> **Task**
Which of the lines below include the word "could"? Pull each one out.

========================================

PR #176, opened 2024-11-13
export to STL format capability added

davidsosa:
I added the option to export geometry files in STL format for both magnets and in-vessel components.


parastell/invessel_build.py
```diff
@@ -309,6 +309,23 @@ def export_step(self, export_dir=""):
             )
             cq.exporters.export(component, str(export_path))
 
+    def export_stl(self, export_dir=""):
```
gonuke, line 312: Since this function is functionally identical to `export_step` it might be better to rename `export_step` as `export_standard` (or something) and add the export type as an argument.

parastell/magnet_coils.py
```diff
@@ -269,6 +269,29 @@ def export_step(self, step_filename="magnet_set", export_dir=""):
         )
         cq.exporters.export(coil_set, str(export_path))
 
+    def export_stl(self, stl_filename="magnet_set", export_dir=""):
```
gonuke, line 272: Similar comment as above about extending the previous method rather than copy/pasting to a new method.

gonuke (changes requested):
Thanks for this useful addition @davidsosa. I've recommended that we implement it as a single function that exports either STEP or STL since they are identical functions.  There may be an argument to keep both `export_step` and `export_stl`, but have them each call the same function that performs the work with an optional file type.

parastell/invessel_build.py
connoramoreno: You could change `export_step` to `export_cad` and have the function take the file extension as an argument (in string format)

parastell/magnet_coils.py
davidsosa: I see. I did this way because It was usefull for me to get these two format at the same time, but for sure it can be done extending the method instead of duplicating it. I'l have a deeper look on it

gonuke: You could still get both in the same run, by just calling the method twice with different arguments.

gonuke (commented):
This looks good to me. Do we currently test this for STEP? Should we add a test for STL?

parastell/invessel_build.py
```diff
@@ -299,20 +299,24 @@ def import_step_cubit(self):
             vol_id = cubit_io.import_step_cubit(name, self.export_dir)
             data["vol_id"] = vol_id
 
-    def export_step(self, export_dir=""):
-        """Export CAD solids as STEP files via CadQuery.
+    def export_components(self, filetype="step", export_dir=""):
+        """Export CAD solids as STEP or STL files via CadQuery.
```
connoramoreno, line 303: It might be a good idea to include some kind of check on filetype input, unless we want to rely on CadQuery to issue an error if an incorrect filetype is supplied.

parastell/magnet_coils.py
```diff
@@ -250,23 +250,29 @@ def import_step_cubit(self):
 
         self.volume_ids = list(range(first_vol_id, last_vol_id + 1))
 
-    def export_step(self, step_filename="magnet_set", export_dir=""):
-        """Export CAD solids as a STEP file via CadQuery.
+    def export_components(
+        self, filetype="step", filename="magnet_set", export_dir=""
+    ):
```
connoramoreno, line 255: Would it make sense to combine `filename` and `filetype` into a single input argument? This would deviate from our established convention.

parastell/magnet_coils.py
```diff
@@ -250,23 +250,29 @@ def import_step_cubit(self):
 
         self.volume_ids = list(range(first_vol_id, last_vol_id + 1))
 
-    def export_step(self, step_filename="magnet_set", export_dir=""):
-        """Export CAD solids as a STEP file via CadQuery.
+    def export_components(
```
connoramoreno, line 253: Instead of calling this `export_components`, since there's only one component being exported, maybe we should call this something like `export_cad`, and do the same with the in-vessel build for consistency.

connoramoreno (changes requested):
Just some general comments and thoughts on naming and inputs that could possibly use some discussion. We'll also need to update the test suite to reflect the modified API.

========================================

> **Written answer**
connoramoreno: You could change `export_step` to `export_cad` and have the function take the file extension as an argument (in string format)
gonuke: You could still get both in the same run, by just calling the method twice with different arguments.
Just some general comments and thoughts on naming and inputs that could possibly use some discussion. We'll also need to update the test suite to reflect the modified API.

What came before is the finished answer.